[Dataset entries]
Segment Open

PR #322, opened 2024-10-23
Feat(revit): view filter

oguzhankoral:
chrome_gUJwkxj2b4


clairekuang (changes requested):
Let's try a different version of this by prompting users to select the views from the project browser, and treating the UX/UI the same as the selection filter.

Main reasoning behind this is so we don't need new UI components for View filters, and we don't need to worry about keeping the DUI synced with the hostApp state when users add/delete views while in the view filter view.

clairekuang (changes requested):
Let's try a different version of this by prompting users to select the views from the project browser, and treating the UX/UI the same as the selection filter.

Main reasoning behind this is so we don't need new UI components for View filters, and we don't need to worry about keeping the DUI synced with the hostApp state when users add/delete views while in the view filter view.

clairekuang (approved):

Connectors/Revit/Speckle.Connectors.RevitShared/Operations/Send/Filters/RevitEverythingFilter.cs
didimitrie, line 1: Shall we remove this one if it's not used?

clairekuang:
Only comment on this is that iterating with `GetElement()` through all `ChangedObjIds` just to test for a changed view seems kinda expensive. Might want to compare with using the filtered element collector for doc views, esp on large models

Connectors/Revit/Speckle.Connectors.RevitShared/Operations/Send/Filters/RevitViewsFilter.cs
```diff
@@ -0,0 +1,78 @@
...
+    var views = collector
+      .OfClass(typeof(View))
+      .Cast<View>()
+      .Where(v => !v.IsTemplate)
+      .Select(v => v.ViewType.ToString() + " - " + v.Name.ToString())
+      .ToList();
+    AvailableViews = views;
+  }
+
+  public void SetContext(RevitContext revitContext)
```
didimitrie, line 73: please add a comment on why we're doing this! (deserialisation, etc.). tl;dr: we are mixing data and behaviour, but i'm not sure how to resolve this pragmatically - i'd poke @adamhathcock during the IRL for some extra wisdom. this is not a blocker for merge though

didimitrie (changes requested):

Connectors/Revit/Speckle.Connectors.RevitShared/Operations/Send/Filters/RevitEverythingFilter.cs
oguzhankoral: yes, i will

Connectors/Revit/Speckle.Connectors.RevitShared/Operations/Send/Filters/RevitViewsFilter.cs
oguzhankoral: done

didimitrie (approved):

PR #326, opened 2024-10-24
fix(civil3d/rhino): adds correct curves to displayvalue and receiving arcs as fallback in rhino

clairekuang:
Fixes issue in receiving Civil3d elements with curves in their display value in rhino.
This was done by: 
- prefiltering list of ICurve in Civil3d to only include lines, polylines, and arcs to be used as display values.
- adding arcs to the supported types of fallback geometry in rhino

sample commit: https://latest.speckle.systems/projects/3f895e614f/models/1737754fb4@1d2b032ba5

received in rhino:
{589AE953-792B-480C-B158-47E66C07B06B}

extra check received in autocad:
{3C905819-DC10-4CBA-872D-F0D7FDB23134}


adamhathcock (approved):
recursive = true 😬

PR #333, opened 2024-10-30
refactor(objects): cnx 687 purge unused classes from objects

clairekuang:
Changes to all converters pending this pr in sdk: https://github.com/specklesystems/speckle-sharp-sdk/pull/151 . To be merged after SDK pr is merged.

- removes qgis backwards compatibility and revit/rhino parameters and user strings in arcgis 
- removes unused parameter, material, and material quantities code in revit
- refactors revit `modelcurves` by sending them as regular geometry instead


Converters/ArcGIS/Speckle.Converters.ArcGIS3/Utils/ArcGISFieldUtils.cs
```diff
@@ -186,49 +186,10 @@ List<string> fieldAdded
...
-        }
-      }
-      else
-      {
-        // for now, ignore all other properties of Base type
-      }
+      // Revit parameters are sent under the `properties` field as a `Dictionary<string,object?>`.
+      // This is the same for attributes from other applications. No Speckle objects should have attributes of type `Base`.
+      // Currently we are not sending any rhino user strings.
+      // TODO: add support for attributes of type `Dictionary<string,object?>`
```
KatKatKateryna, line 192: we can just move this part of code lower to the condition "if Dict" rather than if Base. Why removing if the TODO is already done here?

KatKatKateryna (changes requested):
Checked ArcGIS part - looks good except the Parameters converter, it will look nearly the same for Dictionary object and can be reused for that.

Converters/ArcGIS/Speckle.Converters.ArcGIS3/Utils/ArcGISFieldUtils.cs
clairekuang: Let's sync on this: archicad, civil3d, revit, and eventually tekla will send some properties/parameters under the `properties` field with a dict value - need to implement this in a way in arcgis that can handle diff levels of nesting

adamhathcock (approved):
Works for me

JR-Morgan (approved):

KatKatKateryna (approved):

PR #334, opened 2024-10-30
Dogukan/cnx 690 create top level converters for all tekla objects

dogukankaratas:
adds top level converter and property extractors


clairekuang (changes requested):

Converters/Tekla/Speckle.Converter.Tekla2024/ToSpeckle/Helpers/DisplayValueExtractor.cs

Segment Closed
Segment Open

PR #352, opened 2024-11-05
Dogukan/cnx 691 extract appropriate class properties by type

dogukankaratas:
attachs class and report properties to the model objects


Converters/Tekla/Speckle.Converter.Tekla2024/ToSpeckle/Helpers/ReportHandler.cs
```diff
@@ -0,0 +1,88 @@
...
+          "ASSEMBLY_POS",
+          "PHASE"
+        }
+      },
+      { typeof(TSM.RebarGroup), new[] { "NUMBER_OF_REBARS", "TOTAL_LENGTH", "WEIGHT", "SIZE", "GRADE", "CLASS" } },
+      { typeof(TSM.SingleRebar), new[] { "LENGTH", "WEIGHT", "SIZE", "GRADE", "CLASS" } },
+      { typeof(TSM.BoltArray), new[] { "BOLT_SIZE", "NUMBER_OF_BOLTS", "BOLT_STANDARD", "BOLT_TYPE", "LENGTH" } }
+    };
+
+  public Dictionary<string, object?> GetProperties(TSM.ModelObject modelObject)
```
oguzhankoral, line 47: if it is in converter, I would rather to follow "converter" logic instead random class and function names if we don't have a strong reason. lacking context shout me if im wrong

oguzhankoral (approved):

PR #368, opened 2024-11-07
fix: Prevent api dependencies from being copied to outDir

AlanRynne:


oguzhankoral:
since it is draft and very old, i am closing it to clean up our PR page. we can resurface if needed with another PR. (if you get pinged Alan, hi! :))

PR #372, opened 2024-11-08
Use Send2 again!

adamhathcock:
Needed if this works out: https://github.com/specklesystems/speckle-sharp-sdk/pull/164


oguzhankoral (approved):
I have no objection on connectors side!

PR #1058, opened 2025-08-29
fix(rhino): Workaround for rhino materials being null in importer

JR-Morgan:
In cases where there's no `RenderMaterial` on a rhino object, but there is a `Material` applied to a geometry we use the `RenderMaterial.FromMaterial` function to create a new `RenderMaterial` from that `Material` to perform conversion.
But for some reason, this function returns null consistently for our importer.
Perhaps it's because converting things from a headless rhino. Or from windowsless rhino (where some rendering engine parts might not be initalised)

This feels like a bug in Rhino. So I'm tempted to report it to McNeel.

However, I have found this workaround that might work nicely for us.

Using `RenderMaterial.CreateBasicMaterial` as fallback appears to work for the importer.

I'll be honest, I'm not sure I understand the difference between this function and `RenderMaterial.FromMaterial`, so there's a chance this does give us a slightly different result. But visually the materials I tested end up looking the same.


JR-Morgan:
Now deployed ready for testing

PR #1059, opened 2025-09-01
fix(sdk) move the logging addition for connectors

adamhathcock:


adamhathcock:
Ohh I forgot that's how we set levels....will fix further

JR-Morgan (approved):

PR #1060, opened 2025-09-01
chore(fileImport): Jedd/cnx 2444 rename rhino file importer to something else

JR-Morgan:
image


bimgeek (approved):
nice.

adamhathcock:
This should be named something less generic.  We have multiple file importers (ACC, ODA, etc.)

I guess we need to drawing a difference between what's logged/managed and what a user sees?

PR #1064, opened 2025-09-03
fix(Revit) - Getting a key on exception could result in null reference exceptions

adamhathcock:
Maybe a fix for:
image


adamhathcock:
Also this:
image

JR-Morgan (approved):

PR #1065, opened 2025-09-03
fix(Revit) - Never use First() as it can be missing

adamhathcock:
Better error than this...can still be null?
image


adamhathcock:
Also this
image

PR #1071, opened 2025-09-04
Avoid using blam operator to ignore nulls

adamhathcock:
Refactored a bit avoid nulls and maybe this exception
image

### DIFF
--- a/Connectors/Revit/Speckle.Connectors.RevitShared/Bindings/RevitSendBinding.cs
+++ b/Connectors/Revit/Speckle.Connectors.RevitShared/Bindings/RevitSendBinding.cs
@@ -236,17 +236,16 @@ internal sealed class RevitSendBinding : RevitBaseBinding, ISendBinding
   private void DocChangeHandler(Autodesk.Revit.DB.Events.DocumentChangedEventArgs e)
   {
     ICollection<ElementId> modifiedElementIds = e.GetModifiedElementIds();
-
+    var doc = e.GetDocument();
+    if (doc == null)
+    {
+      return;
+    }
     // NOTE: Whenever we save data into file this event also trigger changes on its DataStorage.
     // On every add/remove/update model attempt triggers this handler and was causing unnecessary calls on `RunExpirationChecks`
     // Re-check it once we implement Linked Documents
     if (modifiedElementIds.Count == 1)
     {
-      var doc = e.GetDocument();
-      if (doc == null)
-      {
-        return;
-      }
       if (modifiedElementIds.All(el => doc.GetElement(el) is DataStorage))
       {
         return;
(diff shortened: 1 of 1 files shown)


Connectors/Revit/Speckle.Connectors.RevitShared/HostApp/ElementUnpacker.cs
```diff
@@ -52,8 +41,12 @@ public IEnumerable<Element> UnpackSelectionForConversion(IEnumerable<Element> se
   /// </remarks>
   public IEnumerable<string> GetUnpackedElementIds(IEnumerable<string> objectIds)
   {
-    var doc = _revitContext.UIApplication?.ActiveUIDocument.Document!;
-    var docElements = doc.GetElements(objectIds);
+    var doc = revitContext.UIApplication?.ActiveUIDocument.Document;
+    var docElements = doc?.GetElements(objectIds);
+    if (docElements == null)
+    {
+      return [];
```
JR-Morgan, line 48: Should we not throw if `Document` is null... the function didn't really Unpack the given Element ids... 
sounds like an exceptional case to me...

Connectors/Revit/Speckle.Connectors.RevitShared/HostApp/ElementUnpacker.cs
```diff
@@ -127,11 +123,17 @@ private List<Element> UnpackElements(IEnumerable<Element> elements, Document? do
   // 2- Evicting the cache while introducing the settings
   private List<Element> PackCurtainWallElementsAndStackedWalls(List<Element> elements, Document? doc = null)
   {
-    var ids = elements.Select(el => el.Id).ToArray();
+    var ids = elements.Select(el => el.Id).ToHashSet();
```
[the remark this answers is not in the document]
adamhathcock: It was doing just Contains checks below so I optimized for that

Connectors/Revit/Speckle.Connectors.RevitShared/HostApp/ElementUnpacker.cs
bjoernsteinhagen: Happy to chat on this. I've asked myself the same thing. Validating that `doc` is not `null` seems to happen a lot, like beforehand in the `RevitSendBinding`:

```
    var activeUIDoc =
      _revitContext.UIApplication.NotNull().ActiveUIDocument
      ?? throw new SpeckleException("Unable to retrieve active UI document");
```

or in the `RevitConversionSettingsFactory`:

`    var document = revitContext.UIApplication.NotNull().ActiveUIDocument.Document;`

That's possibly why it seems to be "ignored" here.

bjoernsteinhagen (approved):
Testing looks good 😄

Segment Closed

● Directions for this task: Beginning at the line above with "I guess we need" and finishing at the line with "Better error than this...can still be null?", return each line exactly and return nothing else.

● Answer section:
I guess we need to drawing a difference between what's logged/managed and what a user sees?

PR #1064, opened 2025-09-03
fix(Revit) - Getting a key on exception could result in null reference exceptions

adamhathcock:
Maybe a fix for:
image


adamhathcock:
Also this:
image

JR-Morgan (approved):

PR #1065, opened 2025-09-03
fix(Revit) - Never use First() as it can be missing

adamhathcock:
Better error than this...can still be null?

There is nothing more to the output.